- WORK REQUEST
Quote exactly the lines from the start of the entries to the one with "hannaliebl: To keep", both ends included.

++++ EXERCISE MATERIALS ++++

PR #266, opened 2018-07-03
Fixing Tabs in Prod and Tabs Accessibility

somepedro:
One of the latest tab changes broke the prod version when using with Preact. This PR fixes it. It also addresses accessibility issues.


packages/core/src/components/Tabs/Tab.jsx
```diff
@@ -29,25 +29,35 @@ export class Tab extends React.PureComponent {
...
-          this.tab = tab;
-        }}
-      >
-        {this.props.children}
-      </a>
-    );
+    if (!this.props.disabled) {
+      return (
+        <a
+          role="tab"
```
sawyerh: Could we move `role="tab"` to the `sharedTabProps`? You'll probably get yelled at by ESLint, but you can disable the error by placing the following above the `<a` 

```
// eslint-disable-next-line jsx-a11y/role-supports-aria-props
```

PR #270, opened 2018-07-09
HDSG-206: Allow for Review components without an edit link

pwolfert:
### Background
In App3 there are `<Review>` components that do not have an edit link for one reason or another. We don't need to recommend uneditable review sections as a pattern, but it _would_ be handy for App3 if we didn't need to hack around this requirement to get the desired behavior.

### Changed
- `<Review>` component will not render a `<ReviewLink>` if the `editHref` prop is not provided


packages/core/src/components/Review/Review.test.jsx
```diff
@@ -45,12 +59,10 @@ describe('Review', function() {
 
     expect($p.length).toBe(1);
```
hannaliebl: To keep the style consistent in here, can you remove the `$` from in front of the `p` as well?

pwolfert: I think it was originally prefixed with `$` because it was a [Cheerio wrapper](http://airbnb.io/enzyme/docs/api/ShallowWrapper/render.html). In this test it is still a Cheerio wrapper, and it's still a pattern in tests in other components to prefix these Cheerio wrappers. (I took out Cheerio rendering in the others because it was unnecessary to go beyond shallow rendering to get access to our...aaaaand I just tried removing it in this test as well, and it worked, so I'll make it like the others.

PR #274, opened 2018-08-15
[APPIII-2106] Separate DateField inputs with slashes

scitech:
## Changed
This puts some slashes in between the inputs in a date field.

https://jira.cms.gov/browse/APPIII-2106

### Before:
datefield-before

### After:
datefield-slash-examples

Small & zoomed:
datefield-slash-zoomed


packages/core/src/components/DateField/DateField.scss
```diff
@@ -46,6 +48,11 @@ Style guide: components.date-field
   width: 6ch; // provide additional spacing for browser UI
 }
 
+.ds-c-datefield__separator {
+  font-size: $h2-font-size;
+  line-height: $reset-line-height;
+  margin-bottom: 12px; // visually align with adjacent inputs
```
scitech: I don't love a magic pixel number here, but the slash character in our font isn't flush with its line height. So with that, combined with the way the input/label groups are marked up, it seemed impractical to align this using a less manual method.

packages/core/src/components/DateField/DateField.jsx
```diff
@@ -106,6 +106,9 @@ export class DateField extends React.PureComponent {
             value={this.props.monthValue}
             aria-describedby={labelId}
           />
+          <span role="presentation" className="ds-c-datefield__separator">
```
pwolfert: Nice 👌 `role="presentation"`

packages/core/src/components/DateField/DateField.scss
pwolfert: Proposed solution to the magic: We can give it the same height and line-height and vertical margin as the text inputs, since we know this is always supposed to fit between the text inputs. Users of the design system can change the height and margins of the inputs, and that would throw off this magic number.

packages/core/src/components/DateField/DateField.jsx
1Copenut: Please add `aria-hidden="true"` to these `<span>` tags also. I've been testing with the big three screen readers and their preferred browsers. The "slash" being read out feels not quite right between the text labels.

scitech: @1Copenut Updated, thanks for catching this.

I agree that the slash should not be read out. I was hoping `role="presentation"` would do the trick.

packages/core/src/components/DateField/DateField.scss
scitech: @pwolfert -- something like the most recent change?

PR #276, opened 2018-09-11
[HDSG-215] Fix errors thrown when unmasking field with no numbers

pwolfert:
### Fixed
- Fixed errors thrown when attempting to unmask a field that has only non-numeric characters. This never came up before because the example only calls the `unmask` function `onBlur`

## Steps to reproduce
1. Modify the `Mask.example.jsx` and change all `onBlur`s to `onChange`.
2. Enter values without numbers into the fields like "banana".
3. With the fix, there should be no errors in the console


packages/core/src/components/TextField/Mask.jsx
```diff
@@ -75,6 +75,7 @@ function toDigitsAndAsterisks(value) {
  */
 function toNumber(value) {
   if (typeof value !== 'string') return value;
+  if (!value.match(/\d/)) return undefined;
```
hannaliebl: This can still cause errors when entering things like `11.` or `11. ...` or `11.bbb`, etc. Because we split on `.` later on, it causes an error when periods are included along with invalid info later, because the `parts[1].match(digitsRegex)` becomes `null` in that case and `join` can't be called on it.

Here is one solution (I think...) that works for that edge case:
```
  let b = '';
  if (parts.length >= 2 && parts[1].match(digitsRegex)) {
    b = parts[1].match(digitsRegex).join('');
  }
```

packages/core/dist/components/TextField/Mask.js
```diff
@@ -99,6 +99,7 @@ function toDigitsAndAsterisks(value) {
  */
 function toNumber(value) {
   if (typeof value !== 'string') return value;
+  if (!value.match(/\d/)) return undefined;
```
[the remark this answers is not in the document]
pwolfert: Whoops, no!

packages/core/src/components/TextField/Mask.jsx
pwolfert: Ugh, this whole thing seems more complicated than it needs to be. Maybe I should rethink all these masking functions. That ugh isn't at you, and I think your fix will help. Thanks for reviewing this

pwolfert:
Whoops, I forgot about this. I'll see if I can get to this today.

pwolfert:
Okay, this came up again in our app, so that lit a fire under me. I've addressed the problems you found @hannaliebl. PTAL, and thanks!

packages/core/src/components/TextField/Mask.test.jsx
```diff
@@ -298,6 +298,13 @@ describe('unmask', () => {
     expect(unmask(null)).toBeNull();
   });
 
+  it('returns empty string when there are no numeric characters in the value', () => {
+    expect(unmask('banana', 'currency')).toBe('');
+    expect(unmask('banana', 'zip')).toBe('');
+    expect(unmask('banana', 'ssn')).toBe('');
+    expect(unmask('banana', 'phone')).toBe('');
+  });
+
```
sethetter: What do you think about adding some tests to check for proper rendering of both non-numeric, and numeric with extra junk characters, just to ensure there's no regression? Up further in this file in the `Currency` describe block.

PR #279, opened 2018-09-22
Allow custom edit content in <Review>

bernardwang:
### Background
Healthcare.gov needs the ability to have 2 buttons in `<Review>`. While this can be achieved through the `editText` prop, this wraps the content with an `<a>`, which breaks tabbing & screenreader experiences. 

screen shot 2018-09-18 at 4 26 02 pm

### Added
This PR adds an optional `editContent` prop to `<Review>` to provide functionality for custom edit links. 
Tests and an example were also added. Happy to change the documentation copy or naming.

Example using new `editContent` prop
screen shot 2018-09-21 at 9 38 19 pm

### DIFF
--- a/packages/core/src/components/Review/Review.example.jsx
+++ b/packages/core/src/components/Review/Review.example.jsx
@@ -2,25 +2,38 @@ import React from 'react';
 import ReactDOM from 'react-dom';
 import Review from './Review';
 
+const editButtonHref = 'javascript:void(0);';
 ReactDOM.render(
   <div>
-    <Review heading="A single Review component" editHref="javascript:void(0);">
+    <Review heading="A single Review component" editHref={editButtonHref}>
       This is an example of a single React Review component.
     </Review>
     <Review
       className="ds-u-padding-top--6"
       heading="Multiple Review components"
-      editHref="javascript:void(0);"
+      editHref={editButtonHref}
     >
       Multiple Review components can be combined together one after another.
     </Review>
-    <Review heading="Full Name" editHref="javascript:void(0);">
+    <Review
+      heading="A Review component with edit content"
+      editContent={
+        <div>
+          <a href={editButtonHref}>Edit</a>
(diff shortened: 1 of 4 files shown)


packages/core/src/components/Review/Review.example.jsx
```diff
@@ -2,33 +2,46 @@ import React from 'react';
 import ReactDOM from 'react-dom';
 import Review from './Review';
 
+const editButtonHref = 'javascript:void(0);';
```
bernardwang: I added `editButtonHref` because `<a href="javascript:void(0);">` would fail eslint, because it requires a valid, navigable address. Open to suggestions on how to better solve this!

pwolfert: I wonder why eslint didn't pick up on this before. Does it only run on staged files?

packages/core/dist/components/Review/Review.js
```diff
@@ -115,7 +117,11 @@ Review.propTypes = {
    * An optional function that is executed on edit link click. The event and
    * props.editHref value are passed to this function.
    */
-  onEditClick: _propTypes2.default.func
+  onEditClick: _propTypes2.default.func,
+  /**
+   * An optional node in place of the edit link. If this defined, no edit link will be shown.
+   */
+  editContent: _propTypes2.default.node
```
pwolfert: You don't need to include the dist files in your PR because they will be built when a release is created.

packages/core/src/components/Review/Review.example.jsx
bernardwang: My guess is because all the other javascript voids were saved to the `editHref` prop, while my example saved it directly to `href`

packages/core/dist/components/Review/Review.js
bernardwang: gotcha!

++++

- YOUR RESPONSE
PR #266, opened 2018-07-03
Fixing Tabs in Prod and Tabs Accessibility

somepedro:
One of the latest tab changes broke the prod version when using with Preact. This PR fixes it. It also addresses accessibility issues.


packages/core/src/components/Tabs/Tab.jsx
```diff
@@ -29,25 +29,35 @@ export class Tab extends React.PureComponent {
...
-          this.tab = tab;
-        }}
-      >
-        {this.props.children}
-      </a>
-    );
+    if (!this.props.disabled) {
+      return (
+        <a
+          role="tab"
```
sawyerh: Could we move `role="tab"` to the `sharedTabProps`? You'll probably get yelled at by ESLint, but you can disable the error by placing the following above the `<a` 

```
// eslint-disable-next-line jsx-a11y/role-supports-aria-props
```

PR #270, opened 2018-07-09
HDSG-206: Allow for Review components without an edit link

pwolfert:
### Background
In App3 there are `<Review>` components that do not have an edit link for one reason or another. We don't need to recommend uneditable review sections as a pattern, but it _would_ be handy for App3 if we didn't need to hack around this requirement to get the desired behavior.

### Changed
- `<Review>` component will not render a `<ReviewLink>` if the `editHref` prop is not provided


packages/core/src/components/Review/Review.test.jsx
```diff
@@ -45,12 +59,10 @@ describe('Review', function() {
 
     expect($p.length).toBe(1);
```
hannaliebl: To keep the style consistent in here, can you remove the `$` from in front of the `p` as well?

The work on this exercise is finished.